New Delhi, August 25, 2003: Is clean drinking water a fundamental right of all Indians? The issue came to the fore with a public interest litigation that was filed suo moto in the Supreme Court (SC) today on behalf of the Centre for Science and Environment (CSE). Chief Justice V N Khare served notices to three Union ministries in this regard. CSE Director Sunita Narain welcomed the action of the Court. Pointing to the fact that the Court had taken cognizance of the key issue – that of drinking water quality and availability – Narain reiterated her demand for “legally enforceable safe drinking water standards” for every Indian. The genesis of this PIL lay in a letter written by Narain five months ago -- on February 5, 2003 -- to key members of the judiciary informing them about the findings of laboratory results on pesticide residues in bottled water and raising issues of groundwater and surface water contamination. Pointing out that the issue had “important and severe implications for public health in the country”, the letter explained how lax and inadequate norms had led to this scenario. “It is clear that we need urgent action,” says Narain in the letter. The letter was turned into a PIL by Justice Dharmadhikari, who was one of its recipients; the Union of India was made the respondent. The SC issued notices to the Union ministries of Food and Civil Supplies, Health and Environment and Forests. The case will again come up for hearing after four weeks.

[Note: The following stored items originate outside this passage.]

PR #979, opened 2023-12-08
va-breadcrumbs: add support for React Router via custom event

it-harrison:
## Chromatic

https://2188-poc-ii--60f9b557105290003b387cd5.chromatic.com

## Description
This PR makes the uswds version of va-breadcrumbs compatible with React Router. The original issue mentioned the <Link component. Making the uswds version play nicely with <Link> would require a total rewrite of va-breadcrumbs since currently the uswds version does not use slots. 

This PR makes the uswds version work with React Router by emitting an event the VFS team can handle in its app with the utilities that React Router provides. 

Closes [2188](https://github.com/department-of-veterans-affairs/vets-design-system-documentation/issues/2188)

## QA Checklist

## Screenshots
In vets-website I modified [this file ](https://github.com/department-of-veterans-affairs/vets-website/blob/main/src/applications/simple-forms/mock-simple-forms-patterns/containers/IntroductionPage.jsx)because it is part of an app that uses React Router. The app runs locally at http://localhost:3001/mock-simple-forms-patterns/introduction:

Screenshot 2023-12-11 at 11 59 05 AM

A video of the page in action:

https://github.com/department-of-veterans-affairs/component-library/assets/8867779/26f9de7f-da2e-41e9-9196-ac77f9da53ff

## Acceptance criteria

## Definition of done


it-harrison:
@jamigibbs event-based POC here

it-harrison:
> Thanks @it-harrison! I am curious to hear what the other engineers think but to me this feels like a cleaner and more flexible solution for everyone.
> 
> I suspect in situations where a [router and native anchor links](https://github.com/department-of-veterans-affairs/vets-website/blob/main/src/applications/combined-debt-portal/debt-letters/containers/DebtDetails.jsx#L57-L67) are mixed, the standard link behavior could also be managed in the callback if needed?

@jamigibbs yes, I agree, the standard behavior could be managed in a callback/handler. I feel this is a cleaner, easier to maintain solution, too.

packages/storybook/stories/va-breadcrumbs-uswds.stories.jsx
```diff
@@ -108,6 +108,49 @@ const WrappingCrumbsTemplate = ({
...
+    console.log(`the href is: ${href}`)
+  }
+
+  return (
+    <div>
+      <p>Some of the breadcrumbs in this example have a <code>isRouterLink:true</code> property.
+        When the corresponding anchor tag is clicked these links emit a <code>route-change</code> event.
+        This event can be handled in a React component where utilities provided 
+        by React Router can be used to change the page under view.
+      </p>
```
jamigibbs, line 140: I wonder if this example could be clearer with a small code block of what the callback could look like. Maybe similar to how we're explaining how to handle custom validation on memorable date?

https://2188-poc-ii--60f9b557105290003b387cd5.chromatic.com/?path=/docs/components-va-memorable-date--custom-validation

packages/web-components/src/components/va-breadcrumbs/va-breadcrumbs.tsx
```diff
@@ -239,6 +250,26 @@ export class VaBreadcrumbs {
...
+   */
+   handleRouteChange(e: MouseEvent, href: string): void {
+    e.preventDefault();
+    this.routeChange.emit({href});
+  }
+
+  /**
+   * Handle click event on breadcrumb when uswds is true
+   */
+  uswdsHandler(e: MouseEvent, breadcrumb: { href: string, isRouterLink?: boolean}): void {
```
jamigibbs, line 265: I think naming this `uswdsHandler` doesn't really explain what the method does in a future proof way. Like at some point there will be no "uswds" and "non-uswds" variations. Maybe just `handleClick`?

packages/storybook/stories/va-breadcrumbs-uswds.stories.jsx
it-harrison: @jami - good call, done.

Andrew565 (approved):

jamigibbs (approved):
Great! Let's ship it! 🚀

micahchiang (commented):
I noticed something when testing this in Chromatic while having the dev console open. The console.log for the last breadcrumb in the list never fires. It's because the href is hardcoded to `#content`. 

Wouldn't this mean that if a user were to be on the last page, use the breadcrumb to go to the second or third link, and then attempt to return to the last page using the breadcrumb, they would be unable to do so? 

Here's a screen cap where the console logs fire for breadcrumbs 2 and 3, but not for 4: 
[Screencast from 12-13-2023 12:59:36 PM.webm](https://github.com/department-of-veterans-affairs/component-library/assets/15097156/725f0c66-ffaf-4fcb-a2f4-719dd76606c3)

it-harrison:
> I noticed something when testing this in Chromatic while having the dev console open. The console.log for the last breadcrumb in the list never fires. It's because the href is hardcoded to `#content`.
> 
> Wouldn't this mean that if a user were to be on the last page, use the breadcrumb to go to the second or third link, and then attempt to return to the last page using the breadcrumb, they would be unable to do so?
> 
> Here's a screen cap where the console logs fire for breadcrumbs 2 and 3, but not for 4: [Screencast from 12-13-2023 12:59:36 PM.webm](https://github.com/department-of-veterans-affairs/component-library/assets/15097156/725f0c66-ffaf-4fcb-a2f4-719dd76606c3)

@micahchiang yes, it would...I assume normally the breadcrumbs are re-rendered after navigation so the last breadcrumb is always the current page, meaning you would have to use the back button to return to the previous page if the previous page were "deeper" in the hierarchy.

 So then if they don't re-render the breadcrumbs there will be the issue you describe...and in that case the breadcrumbs are not acting like normal breadcrumbs (where the last breadcrumb doesn't correspond to the current page)
 
 I guess it matters how the component is used? I'm not sure if we need to provide guidance or change something about the component.

jamigibbs:
> So then if they don't re-render the breadcrumbs there will be the issue you describe.

I might not entirely understand the issue but we do have an example in Storybook already to show that the [breadcrumbs can re-render](https://github.com/department-of-veterans-affairs/component-library/blob/main/packages/storybook/stories/va-breadcrumbs-uswds.stories.jsx#L49-L62). Would it make the router example less confusing if we also added that functionality to that example too? 

Here's how the re-render is doing it with just some basic `useState` functionality:

https://github.com/department-of-veterans-affairs/component-library/blob/main/packages/storybook/stories/va-breadcrumbs-uswds.stories.jsx#L49-L62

Says Sunita Narain, “Even after 55 years of Independence, India does not have legal standards that would help to clearly define ‘clean’ and ‘potable’ water. Municipalities can supply water that is neither potable nor drinkable, but there’s precious little a citizen can do. Under the law, no institution can be ultimately held responsible for quality, because nobody has defined standards that can be legally enforced.” The Central Public Health and Environmental Engineering Organisation (CPHEEO) under the Union ministry of urban development and poverty alleviation sets guidelines for drinking water quality. But these are merely guidelines. To make matters worse, municipalities are free to choose and supply as they will. For instance, section 42 of the Rajasthan Water Supply and Sewerage Corporation Act absolves the department of not supplying water in case of accidents, obstruction in supply during summer or a labour strike. Section 234 of the Calcutta Municipal Corporation Act, 1980 says the municipality should take steps to provide, “as far as possible”, a supply of wholesome water. Tripura Municipality Act says it will “try to supply”.
In 1996, a parliamentary Committee on Subordinate Legislation suggested that water treated and supplied by local authorities should be included under ‘food’ as “the agency responsible for supplying drinking water to the public has to ensure purity and the statute should bind it to do so”. But in its deposition before the committee, the ministry of urban development (which is responsible for drinking water quality in cities) averred that the inclusion of water under food would impose, on the agencies that supply water, a legal commitment to adhere to recognised standards. The agencies, it surmised, could not possibly meet such standards as they lacked the necessary financial resources.
Clearly, with dirty water becoming the single largest killer of babies in the country, it is vital that standards for what constitutes safe and potable water are defined and legislated.